- [Exercise] Going through the lines below, tally those that include "querySelector", and give only the number.

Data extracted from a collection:
- - -
PR #1270, opened 2018-09-24
#168, added ability to close a tab individually

### LINKED ISSUE #168: Add ability to close a tab without showing the hidden container.
When the user hides tabs, there is not a way to close all of them (or some of them) without showing them  all again.

ShivangiKakkar:
### Description
- Implemented individual closing (or removing) of tabs in active/hidden state as described in the issue discussion. Not sure if this is the best way to implement this enhancement, so any kind of reviews are welcome. :)
- The UX implemented is mentioned [here](https://github.com/mozilla/multi-account-containers/issues/168#issuecomment-279675783).

#### Problems/Issues faced: 
- @groovecoder @bakulf @jonathanKingston Everything seems to work fine, except one thing i.e. when the container `hasHiddenTabs` then calling the `browser.tabs.remove()` method doesn't seems to work, thus not closing the tabs in hidden state. (It closes the tabs perfectly fine when they are not hidden)
So can you please have look and let me know what am I missing here? Thank you!

#### TODO:
- Make closing of tabs in hidden state, working.


src/js/popup.js
```diff
@@ -777,9 +778,29 @@ Logic.registerPanel(P_CONTAINER_INFO, {
...
+        <td><img src="/img/container-close-tab.svg" style="width:50%;" id="close-tab" class="container-close-tab clickable" /></td>`;
       tr.querySelector("td").appendChild(Utils.createFavIconElement(tab.favIconUrl));
 
+      document.getElementById("container-info-table").appendChild(fragment);
+
+      const closeTab = document.querySelector("#close-tab");
+      closeTab.setAttribute("id", tab.id);
+
+      if(identity.hasHiddenTabs) {
+        closeTab.addEventListener("mouseover",function() {
```
jonathanKingston: `closeTab.addEventListener("mouseover",function() {`

Should likely be:
`closeTab.addEventListener("mouseover", () => {`

ShivangiKakkar: @jonathanKingston I made this change but it didn't solve the above problem of tabs not closing while they are in the hidden state.

ShivangiKakkar:
@jonathanKingston Would you please guide me a bit more into this. Thanks :)

jonathanKingston:
@ShivangiKakkar perhaps the quickest solution is to hide this behaviour on hidden tabs.

The hidden tabs aren't truely hidden, they are stored in background.js as a url only. Rather than the newer hidden tab implementation we have in the browser. So if we were to delete these we would need to call into that and then rerender the list after that.

The current logic ignores clicking on these anyway: `if (!tab.hiddenState) {` which maybe is worthwhile here for the time being. (I personally think it would be great to just restore one tab too)

jonathanKingston:
TL;DR: just implement this for visible tabs and then file follow up bugs for:

- Considering a real implementation of using hidden tabs
- Showing hidden tabs one at once
- Removing a hidden tab

Thank you.

ShivangiKakkar:
@jonathanKingston - Just implemented this just for visible tabs and will file follow up bugs soon.

webp net-gifmaker

src/js/popup.js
- - -
- [Task output] 2